On peut considérer que je suis hors-la-loi devant l’arrêté préfectoral [sur la flavescence dorée] » reconnaît, non sans une certaine fierté, le vigneron Alain Déjean (domaine Rousset Peyraguey). Convoqué ce 7 septembre à la mairie de Fargues pour faire le point avec les services préfectoraux, il a martelé son refus d’arracher une parcelle, considérée par le GDON du Sauternais comme atteinte à plus de 20 % par la flavescence dorée. Pour Alain Déjean, ces vignes sont juste déséqulibrées microbiologiquement (à la suite d’un manque d’eau).
« Je ne suis pas un fou, je suis sûr à 50-60 % qu’il n’y a pas de phytoplasme. La parcelle demande du temps, et je peux démontrer qu’il y a des solutions alternatives. Mais on ne permet pas aux paysans de les mettre en place » clame-t-il, drapant de manière répétée son opposition dans le rejet des insecticides et autres traitements d’éradication.
Se voyant comme un nouvel Emmanuel Giboulot, le vigneron girondin est cependant dans une situation bien différente du symbole bourguignon contre les traitements insecticides systématiques. En 2014, Emmanuel Giboulot avait en effet été poursuivi en Bourgogne pour ne pas avoir réalisé de traitements obligatoires (sur un département alors indemne). Alors que pour Alain Déjean, le GDON des Graves et du Sauternais a tagué l’an dernier 280 ceps suspects sur l’une de ses parcelles, de 800 pieds, sur la commune de Fargues. Le protocole d’analyse a confirmé la présence du phytoplasme de la flavescence dorée, avec un taux de contamination supérieur à 20 % impliquant un arrachage de toute la parcelle, maladie de quarantaine oblige.
Alain Déjean a décidé de ne pas arracher ses vignes, et de ne pas respecter l’arrêté préfectoral en vigueur, étant convaincu qu’il n’y a pas de preuve établie sur la contamination de sa parcelle. A l’entendre, les analyses présentées n’ont pas pu être reliées à un cep en particulier. « Quand on attaque officiellement quelqu’un, avec le tampon bleu-blanc-rouge, on arrive avec des analyses » lance Alain Déjean.
Au terme de la réunion du 7 septembre, une solution a été trouvée, qui devrait donner l’occasion à Alain Déjean de démontrer la pertinence de son approche alternative des équilibres. « On a signé un constat, avec l’engagement de sa part à réaliser des analyses cartographiées, pied par pied, à ses frais*. Et à arracher tous les pieds infectés. Un protocole doit être signé pour ce 21 septembre » rapporte Xavier Planty, le président du syndicat viticole de Sauternes et du GDON local, qui prenait part à la réunion.


Jusque-là considéré comme un sympathique hurluberlu par ses camarades vignerons, Alain Dejean déclenche désormais des réactions lassées, voire exaspérées. « Il a ses convictions, ce qui est peut être enrichissant. Mais dans ce cas, il faudrait lui donner une gifle : je plains les châteaux dont les vignes touchent les siennes… » confie un vigneron de la commune de Fargues.
Zone particulièrement contaminée par la flavescence dorée, le Sauternais n’apprécie pas le risque collectif encouru à cause de convictions individuelles. D’autant plus que le vignoble bordelais se flatte d’avoir mis en place des dispositifs dérogatoires réduisant les traitements obligatoires aux seules zones où la présence du phytoplasme est avérée (depuis cette année).

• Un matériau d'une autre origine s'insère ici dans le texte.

PR #9304, opened 2020-10-27
lint changes/fixes

bekuno:
- categorie Correctness
  - type DefaultLocale:
    Implicitly using the default locale is a common source of bugs: Use `String.format(Locale, ...)` instead
    - CalculatorVariable.java
	- CompassActivity.java
	- Log.java
  - type SimpleDateFormat:
    To get local formatting use `getDateInstance()`, `getDateTimeInstance()`, or `getTimeInstance()`, or use `new SimpleDateFormat(String template, Locale locale)` with for example `Locale.US` for ASCII dates.
    - ContextLogger.java
	- Formatter.java
	- TrailHistoryExport.java

@eddiemuc @moving-bits 
Please check that the changes are set as intended in your PR´s.

### DIFF
--- a/main/src/cgeo/geocaching/CompassActivity.java
+++ b/main/src/cgeo/geocaching/CompassActivity.java
@@ -44,6 +44,7 @@ import androidx.annotation.NonNull;
 import androidx.annotation.Nullable;
 
 import java.util.Arrays;
+import java.util.Locale;
 
 import butterknife.BindView;
 import butterknife.ButterKnife;
@@ -408,7 +409,7 @@ public class CompassActivity extends AbstractActionBarActivity {
         while (direction >= 360f) {
             direction -= 360f;
         }
-        deviceHeading.setText(String.format("%3.1f°", direction));
+        deviceHeading.setText(String.format(Locale.getDefault(), "%3.1f°", direction));
 
         if (deviceOrientationMode.get() == DirectionData.DeviceOrientation.AUTO) {
             deviceOrientationMode.setTextDisplayMapper(d -> getString(R.string.device_orientation) + ": " + getString(dir.getDeviceOrientation().resId) + " (" + getString(DirectionData.DeviceOrientation.AUTO.resId) + ")");
@@ -419,7 +420,7 @@ public class CompassActivity extends AbstractActionBarActivity {
 
     /** formats a float to a decimal with length 4 and no places behind comma. Handles "-0" case. */
     private static String formatDecimalFloat(final float value) {
-        final String formattedValue = String.format("% 4.0f", value);
+        final String formattedValue = String.format(Locale.US, "% 4.0f", value);
         if (formattedValue.endsWith("-0")) {
             return "   0";
         }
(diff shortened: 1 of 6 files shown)


eddiemuc (approved):
Looks good to me. Thanks for taggling this.

main/src/cgeo/geocaching/export/TrailHistoryExport.java
```diff
@@ -113,7 +113,7 @@ protected File doInBackgroundInternal(final TrailHistoryElement[] trail) {
                 gpx.attribute("", "creator", "c:geo - http://www.cgeo.org/");
                 gpx.attribute(NS_XSI, "schemaLocation", NS_GPX + " " + GPX_SCHEMA);
 
-                    final SimpleDateFormat formatter = new SimpleDateFormat("yyyy-MM-dd'T'HH:mm:ss'Z'");
+                    final SimpleDateFormat formatter = new SimpleDateFormat("yyyy-MM-dd'T'HH:mm:ss'Z'", Locale.US);
```
moving-bits, line 116: I don't think we need a Locale for `SimpleDateFormat` as we give an explicit format string, but it should not harm either. (Valid for the other occurrences of `SimpleDateFormat` as well.)

main/src/cgeo/geocaching/CompassActivity.java
```diff
@@ -408,7 +409,7 @@ private void updateDeviceHeadingAndOrientation(final DirectionData dir) {
         while (direction >= 360f) {
             direction -= 360f;
         }
-        deviceHeading.setText(String.format("%3.1f°", direction));
+        deviceHeading.setText(String.format(Locale.US, "%3.1f°", direction));
```
moving-bits, line 412: Shouldn't we use the user's locale here (maybe default locale)?
Using Locale.US would format decimal numbers with a decimal point instead.

moving-bits (changes requested):

main/src/cgeo/geocaching/CompassActivity.java
eddiemuc: That would have been my original intention. But if language specific separators are preferred that's fine for me too.

bekuno: 1:1
And I would leave the decition to you ...
Ok, I will change it.

main/src/cgeo/geocaching/export/TrailHistoryExport.java
bekuno: See the lint message:
https://ci.cgeo.org/job/cgeo%20continuous%20integration/3057/androidLintResult/type.-11914057/file.-1822116914/

main/src/cgeo/geocaching/CompassActivity.java
moving-bits: Thanks. If I was looking at the right part of the dialog, it's localized in current release (probably due to implicit use of default locale).

bekuno: done

moving-bits (approved):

« Globalement, tout le monde est d’accord pour arracher les pieds contaminés sans se poser de question, afin de retirer l’inoculum et réduire les traitements obligatoires » conclut Catherine Bastiat, la directrice du GDON du Sauternais et de Graves, qui précise que sur la commune de Fargues, 80 % des traitements obligatoires ont pu être évités.
* : Le GDON du Sauternais pourrait financer une partie de ces frais, ainsi que l’association Générations Futures (qui soutient Alain Déjean dans sa procédure).